I am trying to find Jordan's form of this matrix: \begin{pmatrix} 0 & 1 & 0\\ -4& 4& 0\\ -2 & 1& 2 \end{pmatrix} The only eigenvalue $r$ is 2 and therefore the simplest eigenvector $v_{1}$ is (0, 0, 1) To get the other two independent vectors (generalized eigenvectors) for the P matrix we need to compute $(A-rI)v_{2}=v_{1}$ and $(A-rI)v_{3}=v_{2}$ .
However, in the calculation for 2 I get the following system which has no solution:
$$ \left[ \begin{array}{ccc|c} -2 & 0& 0&0 \\ 0& 1& 0&0 \\ 0& 0& 0 & 1 \end{array} \right] $$
Any Idea on what I am doing wrong? If the eigenvalue is 2, when we substract it the lowest row will always contain all zeros...
I like this method for hand calculations: first, calling your matrix $A,$ let $$ B = A - 2 I $$ $$ B = \left( \begin{array}{ccc} -2&1&0 \\ -4&2&0 \\ -2&1&0 \end{array} \right) $$ A basis for the genuine eigenvectors is given by the convenient $$ E = \left( \begin{array}{cc} 1&0 \\ 2&0 \\ 0&1 \end{array} \right) $$ We may or may not be using these eigenvectors in the form shown. We know that the characteristic equation for $A$ is just showing $B^3 = 0.$ However, the minimal polynomial for $A$ is $B^2 = 0,$ which you can check easily enough.

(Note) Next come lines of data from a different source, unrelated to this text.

PR #166, opened 2015-03-11
fix(authoring): fix saving of packages

petrjasek:
keep original etag/last_updated when setting linked_in_packages

### DIFF
--- a/server/apps/archive/archive_composite.py
+++ b/server/apps/archive/archive_composite.py
@@ -118,7 +118,7 @@ class PackageService():
         item_id = assoc[ITEM_REF]
         item = get_resource_service(endpoint).find_one(req=None, _id=item_id)
         if not item:
-            message = 'Invalid item reference: ' + assoc['itemRef']
+            message = 'Invalid item reference: ' + assoc[ITEM_REF]
             logger.error(message)
             raise SuperdeskApiError.notFoundError(message=message)
         return item, item_id, endpoint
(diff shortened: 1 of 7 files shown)


server/apps/archive/archive_composite.py
```diff
@@ -134,8 +134,11 @@ def update_link(self, package_id, assoc, delete=False):
         if not delete:
             two_way_links.append({'package': package_id})
 
+        # do update without changing etag/last_modified
         updates = self.get_item_update_data(item, two_way_links, delete)
-        get_resource_service(endpoint).patch(item_id, updates)
+        updates['_etag'] = item['_etag']
```
amagdas: Why is this needed? It looks weird to have two different docs having the same etag...

petrjasek: it's same doc. but you modify the etag every time you save a package. and if you edit this somewhere else it would get etag conflict

petrjasek: i mean what it does is setting the etag to previous value to avoid autogenering

amagdas: I understood that, but maybe a better solution would be to notify the client that the document updated so it can refetch the new document with the latest changes, including _etag...
My worry is that having an entity in mongo with the same _etag although they are not having the same content, it will break concurrency control...

petrjasek: it's single item, you update that same item, change there linked_in_packages, but keep the etag.
so if user (it might be other user, item can be locked etc) will save item it will still work. we can't reload that item for user who is editing content because someone else might pick it into a package imo

amagdas: I agree, I think a better solution is to use the Eve support for this: https://github.com/nicolaiarocci/eve/commit/d7e9bd024d9c1a5faad0e31b737d119cf3ee1fc7

petrjasek: thing is this is after eve handling, updating a related item, not the package. it's making changes directly

ioanpocol: I think that a good approach is that the saved etag to have the same value as the one calculated on values, otherwise we will have some issues like those that we have now for user preferences that are failing on save because of this matter.

petrjasek: here the point is not to change it when we change values

ioanpocol:
:+1:

server/features/steps/steps.py
```diff
@@ -289,6 +289,21 @@ def step_impl_when_post_url(context, url):
...
 
 
+def get_response_etag(response):
+    return json.loads(response.get_data())['_etag']
+
+
+@when('we save etag')
+def step_when_we_save_etag(context):
+    context.etag = get_response_etag(context.response)
+    print(context.etag)
```
mugurrus: delete print

mugurrus:
:+1:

We are going to make a matrix $R$ with columns $u,v,w;$ on the far right, we take $w$ as any vector with $B^2 w = 0$ (automatic) but $Bw \neq 0.$ Then $v = Bw$ will be a genuine eigenvector. Finally, we will choose an independent eigenvalue $u.$
I like ones and zeros, I choose $$ w = \left( \begin{array}{c} 0 \\ 1 \\ 0 \end{array} \right) $$ Then from $v = B w$ we get $$ v = \left( \begin{array}{c} 1 \\ 2 \\ 1 \end{array} \right) $$
This $v$ is a genuine eigenvector, it is the sum of the two columns of my $E.$ At last, we get to choose some $u$ eigenvector that is not a multiple of $v,$ I choose $$ u = \left( \begin{array}{c} 0 \\ 0 \\ 1 \end{array} \right) $$
$$ R = \left( \begin{array}{ccc} 0&1&0 \\ 0&2&1 \\ 1&1&0 \end{array} \right) $$ Next we find $R^{-1} $ and $J = R^{-1}A R,$ which will be the Jordan form if we did it correctly. A piece of luck , because of choosing ones and zeros, the determinant of $R$ is small, actually $1,$ and we calculate
$$ R^{-1} = \left( \begin{array}{ccc} -1&0&1 \\ 1&0&0 \\ -2&1&0 \end{array} \right) $$ and
$$ J = R^{-1} A R = \left( \begin{array}{ccc} 2&0&0 \\ 0&2&1 \\ 0&0&2 \end{array} \right) $$ $$ $$ $$ R^{-1} A R = J $$ $$ \left( \begin{array}{ccc} -1&0&1 \\ 1&0&0 \\ -2&1&0 \end{array} \right) \left( \begin{array}{ccc} 0&1&0 \\ -4&4&0 \\ -2&1&2 \end{array} \right) \left( \begin{array}{ccc} 0&1&0 \\ 0&2&1 \\ 1&1&0 \end{array} \right) = \left( \begin{array}{ccc} 2&0&0 \\ 0&2&1 \\ 0&0&2 \end{array} \right) $$ $$ $$ $$ R J R^{-1} = A $$ $$ \left( \begin{array}{ccc} 0&1&0 \\ 0&2&1 \\ 1&1&0 \end{array} \right) \left( \begin{array}{ccc} 2&0&0 \\ 0&2&1 \\ 0&0&2 \end{array} \right) \left( \begin{array}{ccc} -1&0&1 \\ 1&0&0 \\ -2&1&0 \end{array} \right) = \left( \begin{array}{ccc} 0&1&0 \\ -4&4&0 \\ -2&1&2 \end{array} \right) $$
COMMENT: the line above "as any vector with $B^2 w = 0$ (automatic)" may appear silly. If, however, you were given a 5 by 5 matrix $A$ with characteristic polynomial $(x - 5)^3 (x-7)^2$ and minimal polynomial $(x - 5)^2 (x-7),$ the demand for a vector $w$ with $(A - 5I)^2 w = 0$ but $(A - 5I) w \neq 0$ would make some sense, as the eigenvalue $7$ is ignored in this condition.